Die Berufung wird zurückgewiesen.

Der Beklagte hat auch die Kosten des Berufungsverfahrens zu tragen.

Die Revision wird nicht zugelassen.

Der Streitwert wird auf 5.000,00 EUR festgesetzt.

 

Tatbestand

Streitig ist ein Auskunftsanspruch des Beklagten gegenüber dem Kläger.

Die am ... 1971 geborene B. S. (im Folgenden: Kindesmutter) beantragte am 20. Juli 2010 erneut für sich und den am ... 1993 geborenen B. B. (im Folgenden: Unterhaltsberechtigter) Leistungen nach dem Sozialgesetzbuch Zweites Buch Grundsicherung für Arbeitsuchende (SGB II).

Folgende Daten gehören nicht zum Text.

PR #5768, opened 2026-07-14
test(parser): pin counter-on-each → untap-those tracked-set anaphora

lourincedaging0-commits:
Adds a building-block parser test for the **"put a +1/+1 counter on each `<filter>`, then untap those `<permanents>`"** composition (Virtue of Loyalty class).

## What it pins

The clause lowers to a `PutCounterAll` primary whose follow-up untap is a **sub-ability targeting the anaphoric tracked set** — `SetTapState(Untap)` on `TargetFilter::TrackedSet`. In other words, "those creatures" resolves to exactly the permanents that just received counters, **not** a fresh re-scan of the "each creature you control" filter.

Asserted shape:
- primary: `Effect::PutCounterAll { counter_type: Plus1Plus1, count: Fixed(1), target: Typed{ Creature, controller: You } }`
- sub-ability: `Effect::SetTapState { target: TrackedSet, scope: Single, state: Untap }`

## Why

This specific `PutCounterAll → SetTapState(Untap)`-on-tracked-set linkage had no dedicated test — the existing `"untap those"` coverage is for unrelated effects (bounce / land untap). Pinning it guards the anaphor against regressing to a filter re-evaluation, which would wrongly untap creatures that entered *after* the counters were placed.

Building-block level (asserts the effect/sub-ability shape, not a single card name), per the repo testing guidance.

## Verification

- `cargo test -p engine --lib put_counter_on_each_then_untap_those_targets_the_tracked_set` → **1 passed**
- Parser-combinator gate → PASS. Test-only; no engine/parser logic changed.

### DIFF
--- a/crates/engine/src/parser/oracle_effect/tests.rs
+++ b/crates/engine/src/parser/oracle_effect/tests.rs
@@ -4841,6 +4841,75 @@ fn radiance_fanout_declines_variable_x_amount() {
     );
 }
 
+/// Building block: "put a +1/+1 counter on each <filter>, then untap those
+/// <permanents>" lowers to a `PutCounterAll` primary with the follow-up untap
+/// as a sub-ability that targets the anaphoric TRACKED SET — i.e. "those
+/// creatures" resolves to exactly the permanents that just received counters,
+/// not a fresh re-scan of the "each creature you control" filter. Pinning the
+/// `PutCounterAll -> SetTapState(Untap)` tracked-set linkage guards the anaphor
+/// against regressing to a filter re-evaluation (which would untap creatures
+/// that entered after the counters were placed). Virtue of Loyalty class.
+#[test]
+fn put_counter_on_each_then_untap_those_targets_the_tracked_set() {
+    let parsed = parse_oracle_text(
+        "At the beginning of your end step, put a +1/+1 counter on each creature you control, then untap those creatures.",
+        "Virtue of Loyalty",
+        &[],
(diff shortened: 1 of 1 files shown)


matthewevans (changes requested):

Der Kläger ist Vater des Unterhaltsberechtigten. Im familienrechtlichen Verfahren 330 F 02199/08 vor dem Amtsgericht L. verlangte der Unterhaltsberechtigte, vertreten durch die Kindesmutter, vom Kläger die Zahlung von rückständigem Unterhalt. Nach einem Protokoll des Amtsgerichts L. kam es in diesem Verfahren zu einer vergleichsweisen Regelung der Unterhaltsfrage. Der Tenor des Vergleiches vom 28. Januar 2009 lautete wörtlich: 1. In Abänderung der Jugendamtsurkunde der Stadt L. vom 15. August 1997, Urkundsregisternummer ... /1997, verpflichtet sich der Beklagte einen rückständigen Kindesunterhalt betreffend den Zeitraum vom Juli 2008 bis Dezember 2008 in Höhe von 114,00 EUR an den Kläger, zu Händen der gesetzlichen Vertreterin zu zahlen.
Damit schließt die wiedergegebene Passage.